Why so many different cryptocurrencies?
Though Bitcoin took years to gain traction, its success has led to the rise of thousands of other cryptocurrencies. Where BTC seeks to serve as a medium of exchange, many others have arisen to serve very specific functions, often called utility tokens, such as Ethereum. Stablecoins like USDC maintain a 1:1 ratio with the U.S. dollar, resulting in something with the stability of a fiat currency to the technological benefits of blockchain.
Thanks to the volatility and tremendous growth of cryptocurrencies like bitcoin, ethereum, and others, it has also lead to the rise of memecoins, like Dogecoin (DOGE), giving its traders an avenue for speculative trading. A get rich quick scheme that’s extremely risky. For example somebody who bought 10,000 DOGE at $0.01 per coin in 2021 would see that $100 investment now worth $1,600.
And then there are NFTs (non-fungible tokens)—we won’t even get into those…
In all, though some will attempt to dismiss cryptocurrencies as mostly speculative nonsense—and many coins have arisen as an attempt to generate massive wealth quickly by catching the next big wave—the underlying technology is sound with a great deal of potential. But where does that leave credit unions in all of this? Is crypto a threat?
Credit unions and crypto
As with any emerging technology that affects the financial industry, there will be a lot of confusion and speculation regarding the scope of its impact on credit unions.
As members become increasingly aware of cryptocurrencies and their potential (primarily) as an investment option, credit unions have to decide for themselves whether they want to steward their members in this new journey. Credit unions being deeply regulated might find the idea of incorporating some sort of cryptocurrency (also called digital asset by NCUA) solution for members daunting or too risky.

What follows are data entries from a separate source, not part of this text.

PR #170, opened 2021-03-22
Drop tables before creation and data insertation

### LINKED ISSUE #166: Task 'zensus-inside-germany' fails
The task 'zensus-inside-germany' fails with the following error when the task already run before since the data is not deleted from the table. 

```
> psycopg2.errors.UniqueViolation: duplicate key value violates unique constraint "destatis_zensus_population_per_ha_inside_germany_pkey"
> DETAIL:  Key (gid)=(173) already exists.
```
I also noticed that the index of this table is still called 'gid' but we decided in #140 to rename it to 'id'.

gplssm:
Fixes #166

### DIFF
--- a/CHANGELOG.rst
+++ b/CHANGELOG.rst
@@ -68,6 +68,8 @@ Changed
   `#148 <https://github.com/openego/eGon-data/issues/148>`_
 * Improve selection of zensus data in test mode
   `#151 <https://github.com/openego/eGon-data/issues/151>`_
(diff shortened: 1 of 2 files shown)


ClaraBuettner (approved):

ClaraBuettner:
With the new dev branch (and a new databse) the task fails again because the table you want to drop don't exists. Adding a `checkfirst=True` solves this. I could also fix this and reopen the branch or create a new one.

However, NCUA does not strictly prohibit credit unions from working with third-party service providers seeking to connect members with digital asset services. The NCUA does on the other hand prevent federally-chartered, federally-insured credit unions from serving as custodians of digital assets and cryptocurrencies, which are not covered by the share insurance fund. State-chartered credit unions might be able to though, provided they follow all existing rules and regulations.
This prohibition, however, should not come as a surprise to credit unions, who have previously connected members with investment services. Per the NCUA’s website: “The NCUA’s share insurance does not apply to financial products held at investment companies or investment brokers, such as stocks, bonds, money market mutual funds, other types of securities, commodities, or cryptocurrencies.”
As a young technology that the government is only beginning to wrap its head around, how cryptocurrency will be managed moving forward is a bit of a speculative game of its own. As with others, credit unions should perform all the due diligence and risk assessments they might perform for other third parties before connecting with a crypto service. But that’s not to say it might not be a worthwhile investment in serving the needs of members.
That wraps it up for today. Though we only scratched the surface of crypto and its often confusing nature, I hope this has provided a base understanding of the technology, its origins, and its future role within the credit union space.